:: DATA ::
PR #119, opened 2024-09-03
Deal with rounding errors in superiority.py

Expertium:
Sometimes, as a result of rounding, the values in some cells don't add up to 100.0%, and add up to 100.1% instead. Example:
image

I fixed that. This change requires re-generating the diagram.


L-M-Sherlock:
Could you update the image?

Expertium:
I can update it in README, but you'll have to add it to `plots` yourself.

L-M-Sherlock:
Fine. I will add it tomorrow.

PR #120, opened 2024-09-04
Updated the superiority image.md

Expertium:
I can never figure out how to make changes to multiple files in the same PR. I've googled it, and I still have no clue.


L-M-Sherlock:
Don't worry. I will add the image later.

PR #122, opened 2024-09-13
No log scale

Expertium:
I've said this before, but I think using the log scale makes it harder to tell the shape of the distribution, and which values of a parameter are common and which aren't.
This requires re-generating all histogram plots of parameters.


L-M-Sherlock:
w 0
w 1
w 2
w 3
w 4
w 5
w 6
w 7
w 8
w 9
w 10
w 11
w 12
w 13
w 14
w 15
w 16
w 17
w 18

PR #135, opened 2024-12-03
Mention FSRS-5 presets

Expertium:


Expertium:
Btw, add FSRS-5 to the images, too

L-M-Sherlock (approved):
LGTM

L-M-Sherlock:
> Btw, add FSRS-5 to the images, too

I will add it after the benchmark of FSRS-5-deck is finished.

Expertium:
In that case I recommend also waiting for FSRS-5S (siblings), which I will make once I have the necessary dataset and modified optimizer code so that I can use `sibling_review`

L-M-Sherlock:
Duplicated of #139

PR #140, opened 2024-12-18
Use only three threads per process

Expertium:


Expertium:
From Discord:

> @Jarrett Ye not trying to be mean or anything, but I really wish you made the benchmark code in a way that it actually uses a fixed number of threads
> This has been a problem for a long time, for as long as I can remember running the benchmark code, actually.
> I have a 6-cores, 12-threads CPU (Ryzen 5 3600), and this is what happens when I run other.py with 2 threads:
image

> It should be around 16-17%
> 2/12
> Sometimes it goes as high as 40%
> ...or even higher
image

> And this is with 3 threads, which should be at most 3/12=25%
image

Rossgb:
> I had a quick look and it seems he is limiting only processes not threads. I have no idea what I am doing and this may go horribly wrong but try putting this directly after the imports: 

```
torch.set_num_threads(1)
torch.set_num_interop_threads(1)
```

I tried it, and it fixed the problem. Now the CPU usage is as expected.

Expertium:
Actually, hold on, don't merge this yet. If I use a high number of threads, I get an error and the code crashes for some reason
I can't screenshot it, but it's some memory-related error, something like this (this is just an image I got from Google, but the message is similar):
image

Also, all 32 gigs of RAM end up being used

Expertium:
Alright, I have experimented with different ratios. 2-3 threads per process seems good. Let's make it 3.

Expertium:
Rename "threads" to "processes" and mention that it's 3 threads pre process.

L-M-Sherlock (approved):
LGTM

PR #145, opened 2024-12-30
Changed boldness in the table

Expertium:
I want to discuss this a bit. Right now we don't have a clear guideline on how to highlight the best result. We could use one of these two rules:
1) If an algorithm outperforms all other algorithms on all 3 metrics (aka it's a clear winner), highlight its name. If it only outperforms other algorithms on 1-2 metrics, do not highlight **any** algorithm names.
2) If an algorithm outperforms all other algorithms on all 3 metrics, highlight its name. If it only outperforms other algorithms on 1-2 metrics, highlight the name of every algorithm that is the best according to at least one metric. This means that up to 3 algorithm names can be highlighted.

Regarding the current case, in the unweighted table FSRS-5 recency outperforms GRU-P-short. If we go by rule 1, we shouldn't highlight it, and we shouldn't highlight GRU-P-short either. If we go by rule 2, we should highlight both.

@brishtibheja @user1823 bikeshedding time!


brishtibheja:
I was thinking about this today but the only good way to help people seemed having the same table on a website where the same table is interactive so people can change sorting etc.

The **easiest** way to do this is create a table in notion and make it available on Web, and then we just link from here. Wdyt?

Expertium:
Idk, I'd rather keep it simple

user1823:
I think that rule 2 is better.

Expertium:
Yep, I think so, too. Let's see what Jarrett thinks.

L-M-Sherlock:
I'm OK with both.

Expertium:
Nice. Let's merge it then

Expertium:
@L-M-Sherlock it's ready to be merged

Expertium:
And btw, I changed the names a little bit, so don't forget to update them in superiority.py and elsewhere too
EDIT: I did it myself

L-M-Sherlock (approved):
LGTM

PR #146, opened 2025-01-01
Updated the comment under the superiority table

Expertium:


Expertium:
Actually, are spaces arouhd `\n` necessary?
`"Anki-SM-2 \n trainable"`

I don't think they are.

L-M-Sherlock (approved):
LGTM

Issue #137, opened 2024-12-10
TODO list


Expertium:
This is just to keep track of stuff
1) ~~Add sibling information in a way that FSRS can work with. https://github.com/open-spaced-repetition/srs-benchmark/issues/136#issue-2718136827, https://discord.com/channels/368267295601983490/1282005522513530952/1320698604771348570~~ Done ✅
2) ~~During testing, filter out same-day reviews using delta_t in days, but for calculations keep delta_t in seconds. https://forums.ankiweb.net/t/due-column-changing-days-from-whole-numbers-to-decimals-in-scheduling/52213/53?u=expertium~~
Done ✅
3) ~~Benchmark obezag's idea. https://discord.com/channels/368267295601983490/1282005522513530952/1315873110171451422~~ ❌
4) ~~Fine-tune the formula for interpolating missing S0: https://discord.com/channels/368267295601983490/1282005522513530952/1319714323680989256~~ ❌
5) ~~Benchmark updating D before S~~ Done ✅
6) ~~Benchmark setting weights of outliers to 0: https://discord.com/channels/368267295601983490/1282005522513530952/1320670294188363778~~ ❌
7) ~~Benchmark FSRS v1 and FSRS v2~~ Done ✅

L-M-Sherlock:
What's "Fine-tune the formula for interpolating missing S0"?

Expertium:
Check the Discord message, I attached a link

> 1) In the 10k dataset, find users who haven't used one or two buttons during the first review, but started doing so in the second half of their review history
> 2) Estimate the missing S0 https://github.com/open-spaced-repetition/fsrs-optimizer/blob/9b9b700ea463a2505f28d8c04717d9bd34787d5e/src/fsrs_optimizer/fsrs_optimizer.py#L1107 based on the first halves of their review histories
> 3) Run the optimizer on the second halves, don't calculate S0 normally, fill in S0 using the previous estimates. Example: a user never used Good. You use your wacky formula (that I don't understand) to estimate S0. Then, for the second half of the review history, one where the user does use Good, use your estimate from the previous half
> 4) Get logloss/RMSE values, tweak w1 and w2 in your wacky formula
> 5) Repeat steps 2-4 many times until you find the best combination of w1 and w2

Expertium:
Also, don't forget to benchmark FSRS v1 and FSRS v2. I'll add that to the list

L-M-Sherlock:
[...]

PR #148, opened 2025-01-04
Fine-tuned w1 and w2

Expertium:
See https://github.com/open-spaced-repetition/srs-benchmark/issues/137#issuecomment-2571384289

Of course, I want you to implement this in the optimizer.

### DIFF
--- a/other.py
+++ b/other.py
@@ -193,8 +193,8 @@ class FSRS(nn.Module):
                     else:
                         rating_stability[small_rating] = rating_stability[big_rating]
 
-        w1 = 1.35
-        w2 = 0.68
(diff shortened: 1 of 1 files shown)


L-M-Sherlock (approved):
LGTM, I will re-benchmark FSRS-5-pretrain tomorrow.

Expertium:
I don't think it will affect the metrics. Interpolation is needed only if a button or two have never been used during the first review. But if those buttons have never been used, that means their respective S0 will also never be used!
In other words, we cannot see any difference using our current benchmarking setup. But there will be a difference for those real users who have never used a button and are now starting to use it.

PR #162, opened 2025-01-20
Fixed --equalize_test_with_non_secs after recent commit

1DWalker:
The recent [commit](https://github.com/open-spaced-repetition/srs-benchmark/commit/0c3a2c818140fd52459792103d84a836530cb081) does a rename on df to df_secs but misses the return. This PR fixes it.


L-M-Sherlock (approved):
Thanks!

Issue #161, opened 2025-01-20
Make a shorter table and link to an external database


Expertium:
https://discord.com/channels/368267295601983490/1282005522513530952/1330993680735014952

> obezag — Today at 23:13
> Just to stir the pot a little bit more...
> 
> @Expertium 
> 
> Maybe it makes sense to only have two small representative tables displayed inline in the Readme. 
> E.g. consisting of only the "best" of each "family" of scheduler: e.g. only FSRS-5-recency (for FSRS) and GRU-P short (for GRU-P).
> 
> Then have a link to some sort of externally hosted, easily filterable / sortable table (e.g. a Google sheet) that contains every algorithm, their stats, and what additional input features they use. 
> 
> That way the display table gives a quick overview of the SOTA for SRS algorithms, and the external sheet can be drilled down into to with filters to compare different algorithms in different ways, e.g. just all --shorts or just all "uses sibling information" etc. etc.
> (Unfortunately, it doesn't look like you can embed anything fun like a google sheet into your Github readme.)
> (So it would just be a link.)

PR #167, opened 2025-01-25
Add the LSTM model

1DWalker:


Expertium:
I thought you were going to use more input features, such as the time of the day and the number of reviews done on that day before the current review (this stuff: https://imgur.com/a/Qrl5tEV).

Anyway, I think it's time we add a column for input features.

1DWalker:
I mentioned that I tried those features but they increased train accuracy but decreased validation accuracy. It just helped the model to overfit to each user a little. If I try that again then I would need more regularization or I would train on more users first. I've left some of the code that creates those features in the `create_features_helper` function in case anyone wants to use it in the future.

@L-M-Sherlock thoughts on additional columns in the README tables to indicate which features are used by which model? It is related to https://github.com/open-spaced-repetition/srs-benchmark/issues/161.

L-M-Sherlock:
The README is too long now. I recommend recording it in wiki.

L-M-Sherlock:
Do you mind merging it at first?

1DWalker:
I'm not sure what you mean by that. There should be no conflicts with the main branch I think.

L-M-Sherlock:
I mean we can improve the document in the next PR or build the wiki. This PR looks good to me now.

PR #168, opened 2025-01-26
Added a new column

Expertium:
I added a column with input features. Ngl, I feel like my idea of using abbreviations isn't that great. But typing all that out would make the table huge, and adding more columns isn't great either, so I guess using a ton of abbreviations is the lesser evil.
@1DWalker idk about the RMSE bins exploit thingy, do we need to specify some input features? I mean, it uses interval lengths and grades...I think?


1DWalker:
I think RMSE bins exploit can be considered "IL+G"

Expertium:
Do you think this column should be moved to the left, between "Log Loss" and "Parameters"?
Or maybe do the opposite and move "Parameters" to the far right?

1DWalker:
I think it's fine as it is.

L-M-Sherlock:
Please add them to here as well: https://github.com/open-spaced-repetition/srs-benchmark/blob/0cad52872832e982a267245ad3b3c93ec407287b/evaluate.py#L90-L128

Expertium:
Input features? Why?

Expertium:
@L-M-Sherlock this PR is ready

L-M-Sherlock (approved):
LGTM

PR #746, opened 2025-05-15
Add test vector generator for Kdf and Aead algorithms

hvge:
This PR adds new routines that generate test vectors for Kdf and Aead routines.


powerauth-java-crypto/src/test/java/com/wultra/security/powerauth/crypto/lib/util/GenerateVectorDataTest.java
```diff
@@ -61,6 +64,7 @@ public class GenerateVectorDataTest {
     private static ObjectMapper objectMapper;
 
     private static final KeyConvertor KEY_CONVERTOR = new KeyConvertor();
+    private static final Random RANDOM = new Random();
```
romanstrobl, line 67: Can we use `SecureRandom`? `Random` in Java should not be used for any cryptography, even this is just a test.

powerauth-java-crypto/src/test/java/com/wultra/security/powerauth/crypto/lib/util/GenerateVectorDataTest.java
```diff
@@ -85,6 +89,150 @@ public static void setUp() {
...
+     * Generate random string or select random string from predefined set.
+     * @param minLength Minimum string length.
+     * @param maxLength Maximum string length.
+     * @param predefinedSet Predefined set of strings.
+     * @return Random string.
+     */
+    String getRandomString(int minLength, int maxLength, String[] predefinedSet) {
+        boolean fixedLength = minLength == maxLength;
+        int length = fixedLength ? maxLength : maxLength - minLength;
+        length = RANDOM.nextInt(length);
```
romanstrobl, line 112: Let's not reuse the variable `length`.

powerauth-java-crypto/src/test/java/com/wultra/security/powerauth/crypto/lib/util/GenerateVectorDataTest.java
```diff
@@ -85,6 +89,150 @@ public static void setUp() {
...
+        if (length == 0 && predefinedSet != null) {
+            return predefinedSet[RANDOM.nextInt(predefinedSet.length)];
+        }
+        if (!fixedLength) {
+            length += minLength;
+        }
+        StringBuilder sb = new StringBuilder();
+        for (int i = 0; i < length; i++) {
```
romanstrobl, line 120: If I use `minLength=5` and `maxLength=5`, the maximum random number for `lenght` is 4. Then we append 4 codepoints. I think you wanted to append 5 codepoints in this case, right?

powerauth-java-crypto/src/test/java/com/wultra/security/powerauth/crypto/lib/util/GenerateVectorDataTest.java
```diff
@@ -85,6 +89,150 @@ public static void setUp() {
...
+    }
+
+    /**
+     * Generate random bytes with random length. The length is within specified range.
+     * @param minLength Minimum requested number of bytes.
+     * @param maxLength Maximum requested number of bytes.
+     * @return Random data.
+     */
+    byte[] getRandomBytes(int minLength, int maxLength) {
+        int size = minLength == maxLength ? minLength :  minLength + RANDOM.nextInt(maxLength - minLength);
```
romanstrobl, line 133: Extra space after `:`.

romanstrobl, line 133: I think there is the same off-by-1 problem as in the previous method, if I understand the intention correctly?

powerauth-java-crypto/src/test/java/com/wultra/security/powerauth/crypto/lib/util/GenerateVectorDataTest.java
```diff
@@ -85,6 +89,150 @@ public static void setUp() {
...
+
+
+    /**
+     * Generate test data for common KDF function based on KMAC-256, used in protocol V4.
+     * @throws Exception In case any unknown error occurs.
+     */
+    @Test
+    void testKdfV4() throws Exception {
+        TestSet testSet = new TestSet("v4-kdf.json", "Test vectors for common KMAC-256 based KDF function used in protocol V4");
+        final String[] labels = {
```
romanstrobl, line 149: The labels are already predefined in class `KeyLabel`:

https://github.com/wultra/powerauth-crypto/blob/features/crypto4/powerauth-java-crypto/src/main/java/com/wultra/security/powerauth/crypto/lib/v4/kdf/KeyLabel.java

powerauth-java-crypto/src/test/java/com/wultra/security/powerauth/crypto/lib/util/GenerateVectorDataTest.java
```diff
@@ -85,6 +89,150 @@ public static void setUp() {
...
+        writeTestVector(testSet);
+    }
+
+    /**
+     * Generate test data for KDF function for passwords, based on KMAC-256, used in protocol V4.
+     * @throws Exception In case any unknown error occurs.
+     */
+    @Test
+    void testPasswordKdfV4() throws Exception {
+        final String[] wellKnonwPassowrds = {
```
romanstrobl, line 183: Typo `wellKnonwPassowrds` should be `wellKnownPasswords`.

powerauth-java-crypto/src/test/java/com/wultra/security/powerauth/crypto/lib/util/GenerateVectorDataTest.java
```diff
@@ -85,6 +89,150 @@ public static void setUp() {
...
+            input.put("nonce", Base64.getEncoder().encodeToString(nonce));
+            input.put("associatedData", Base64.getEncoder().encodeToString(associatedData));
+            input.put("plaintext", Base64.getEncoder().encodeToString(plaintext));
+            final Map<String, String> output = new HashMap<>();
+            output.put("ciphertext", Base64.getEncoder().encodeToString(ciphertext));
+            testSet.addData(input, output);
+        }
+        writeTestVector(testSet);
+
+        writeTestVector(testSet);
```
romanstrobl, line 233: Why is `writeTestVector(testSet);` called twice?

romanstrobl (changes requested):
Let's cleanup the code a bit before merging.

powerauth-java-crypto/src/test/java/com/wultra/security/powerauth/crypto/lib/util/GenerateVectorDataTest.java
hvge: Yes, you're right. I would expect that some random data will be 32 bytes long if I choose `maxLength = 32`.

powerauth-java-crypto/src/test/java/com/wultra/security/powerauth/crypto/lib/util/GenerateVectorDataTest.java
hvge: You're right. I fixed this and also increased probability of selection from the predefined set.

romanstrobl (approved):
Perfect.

:: YOUR INSTRUCTIONS ::
Every line that holds the string "Aead" must be copied from the records above.

:: PROBLEM SOLUTION ::
Add test vector generator for Kdf and Aead algorithms
This PR adds new routines that generate test vectors for Kdf and Aead routines.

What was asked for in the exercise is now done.